In this notebook, we'll be working with a simple dataset on fictional book sales to practice some basic pandas operations. Let's get started!

## Step 1: Setup

*You may ignore the code in this cell. You must still execute it.*

The cell below creates the dataset.

In [4]:
# Sample data for demonstration.

data = """Title,Author,Genre,Price,Sold
The Great Tale,John Doe,Fiction,15,1500
Mystery of the Night,Jane Smith,Mystery,20,890
Learning Pandas,Alice Johnson,Education,25,340
Journey to the Stars,Bob Brown,Sci-fi,18,2200
History Repeats,Peter G.,History,22,500
"""

with open("book_sales.csv", "w") as file:
    file.write(data)

## Step 2: Reading the Dataset

We will start by loading our dataset. This dataset contains the sales data of fictional books.


In [13]:
import pandas

df = pandas.read_csv("book_sales.csv")

df.head()

Unnamed: 0,Title,Author,Genre,Price,Sold
0,The Great Tale,John Doe,Fiction,15,1500
1,Mystery of the Night,Jane Smith,Mystery,20,890
2,Learning Pandas,Alice Johnson,Education,25,340
3,Journey to the Stars,Bob Brown,Sci-fi,18,2200
4,History Repeats,Peter G.,History,22,500


Alternatively, you can also read `.xlsx` files using the command `pd.read_excel('excel_file.xlsx', sheet_name='sheet_name')`

Writing `pandas.read_csv` can be impractical. An alternative is to create an abbreviation for the pandas library. Writing `pandas.read_csv` can be impractical. An alternative is to create an abbreviation for the pandas library. You can do this with `import pandas as pd`. Try now to load the dataset using this abbreviation.

In [None]:
import pandas as pd

df = pd.read_csv("book_sales.csv")

df.head()

## Step 3: Describing the Data

Let's get a quick description of our dataset using the `describe()` function.


In [14]:
df.describe()

Unnamed: 0,Price,Sold
count,5.0,5.0
mean,20.0,1086.0
std,3.807887,766.602896
min,15.0,340.0
25%,18.0,500.0
50%,20.0,890.0
75%,22.0,1500.0
max,25.0,2200.0


## Step 4: Exploring Columns and Rows

We can easily see the columns in our dataframe and extract or remove them.


In [None]:
df.columns

In [None]:
prices = df["Price"]
prices

You can also select multiple columns from the dataframe. For example, the following command selects the columns `Title` and `Author`.

In [None]:
df[["Title", "Author"]]

In [None]:
df_without_sold = df.drop(columns=["Sold"])
df_without_sold

We can also retrieve rows from a dataset.
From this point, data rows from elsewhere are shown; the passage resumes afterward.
PR #1602, opened 2025-01-29
Update tag for User Service

kbatuigas:
Give that we are about to [expose IAM endpoints in the Control Plane](https://github.com/redpanda-data/cloudv2/pull/20537/files#diff-8cc6ab814f958996301a7db8a9142c8e8adc38525c7ebf6cad475db9c3a06b44), which also has the concepts/ entities for users, roles, etc, we can update the OpenAPI spec to specify that the endpoints here are used to interact with users within the data plane. 

As of now there is an "unofficial" consensus that we refer to the users, etc in the control plane as "Control Plane Users" etc - that is, we add the qualifier "control plane" - see also  [Slack thread](https://redpandadata.slack.com/archives/C05R2EEA1T6/p1737641983093419?thread_ts=1737476584.262319&cid=C05R2EEA1T6) So I think the quickest solution for the time being, while we hash it out or perhaps get Product's guidance, is to just also use the label or qualifier "data plane" here.

cc @sago2k8


sago2k8 (approved):

weeco:
@kbatuigas @sago2k8 Eventually we should come up with something better. This API should/will become available for self-hosted users where the concept of Dataplane / Controlplane doesn't exist (or irrelevant to them). For this audience the terminology will be confusing. I'm still in favour of separating the docs more between controlplane and dataplane as suggested in Slack

sago2k8:
> more

I agree with this, should we keep it as User no prefix ? The risk is low (imo) since we have different documentation files

kbatuigas:
> @kbatuigas @sago2k8 Eventually we should come up with something better. This API should/will become available for self-hosted users where the concept of Dataplane / Controlplane doesn't exist (or irrelevant to them). For this audience the terminology will be confusing. I'm still in favour of separating the docs more between controlplane and dataplane as suggested in Slack

@weeco @sago2k8 Yup, the split is underway: https://github.com/redpanda-data/docs/pull/929 This should be merged this week. 

Previews of split reference:
- [Control Plane API](https://deploy-preview-929--redpanda-docs-preview.netlify.app/api/cloud-controlplane-api/#overview)
- [Data Plane API](https://deploy-preview-929--redpanda-docs-preview.netlify.app/api/cloud-dataplane-api/#overview)

I need to merge a couple of recent commits from cloudv2/console, but this is more or less what we'll have in the docs. You'll see though that the "Data Plane" descriptor is only in the page title and the overview section. I think it's better to also add it to this User service so that in the event a reader stumbles on this with no other context, they'll at least know which plane and which type of users this API interacts with. 

I do agree that we can do more to explain control plane vs data plane. We have a little bit in the Cloud docs [overview](https://docs.redpanda.com/redpanda-cloud/get-started/cloud-overview/#redpanda-cloud-architecture) and Cloud API overviews, but definitely with regards to "users" and "roles" we have to flesh that out more. It's a conversation we've (Michele and I from Docs) have started with Denis, Mo, Santi because of Cloud RBAC and the introduction of the IAM endpoints in the Control Plane. But that's still ongoing and we've yet to finalize the best "story" behind these concepts.

But in the meantime, adding the respective CP vs DP descriptors at least to the services helps to wave a flag.

weeco:
I believe we added this across all endpoints already in a newer PR. So closing this.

The following command selects the first 3 rows of the dataset.

In [None]:
df[0:3]

Note that rows are numbered as 0, 1, 2, 3, ... In general, the command `df[a:b]`, for `a`, `b` natural numbers, selects columns `a`, `a+1`, `a+2`, `...`, `b-1` of the dataset. How can you select columns 2 and 3 from your dataset?

In [None]:
df[2:4]

## Step 5: Sorting Rows in a DataFrame

We can sort the rows in our dataframe based on any feature.

In [None]:
df_sorted_by_price = df.sort_values(by="Price")
df_sorted_by_price

## Step 6: Compute revenue

In [16]:
df["Revenue"] = df["Price"] * df["Sold"]
df

Unnamed: 0,Title,Author,Genre,Price,Sold,Revenue
0,The Great Tale,John Doe,Fiction,15,1500,22500
1,Mystery of the Night,Jane Smith,Mystery,20,890,17800
2,Learning Pandas,Alice Johnson,Education,25,340,8500
3,Journey to the Stars,Bob Brown,Sci-fi,18,2200,39600
4,History Repeats,Peter G.,History,22,500,11000


## Step 7: Top 3 bestsellers

Now you can apply what you have learned in this notebook. Compute the top 3 bestsellers.

In [None]:
df_sorted_by_revenue = df.sort_values(by="Revenue", ascending=False)
df_sorted_by_revenue[0:3][["Title", "Author"]]